Most of the time you can get a free one at the shelter or just pick one up in an alley.


----------



## The Mollusk (Feb 13, 2016)

There's probably a ratio between aggravation and comfort . If the cat causes >50% agg, it's probably time to ditch it.


----------



## Ben105 (Feb 27, 2016)

I would say yet. I don't know what the price per mile is in your market, but whatever it is, you need to deduct gas, wear and tear, maintenance, and dead miles (to name a few) and figure out what you're going to actually earn per mile. I would say it will "look" profitable because there is a weekly positive influx of money in your bank account, but as others have said, it's like a payday loan. Eventually you'll be in the red.


----------



## Louisvilleuberguy (Aug 3, 2016)

I'm not really a cat person but have met a few OTR Truck Drivers and they won't drive without their Cat. They say they are perfect for OTR drivers. But Uber would frown on this as would your riders.
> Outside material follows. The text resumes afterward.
PR #841, opened 2023-05-31
Rename Gruntwork IaC Library to Gruntwork Library

josh-padnick:
This is a quick first pass at renaming Library to start the conversation.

As far as your Suzuki it just depends. Most drivers I know in different areas have slightly different results and methods. You should of already calculated your expenses and income and know if your making or loosing money. If you haven't I would start doing that yesterday. Then you have to make sure that when you eventually kill this Suzuki or your cat dies will you be able to replace it? 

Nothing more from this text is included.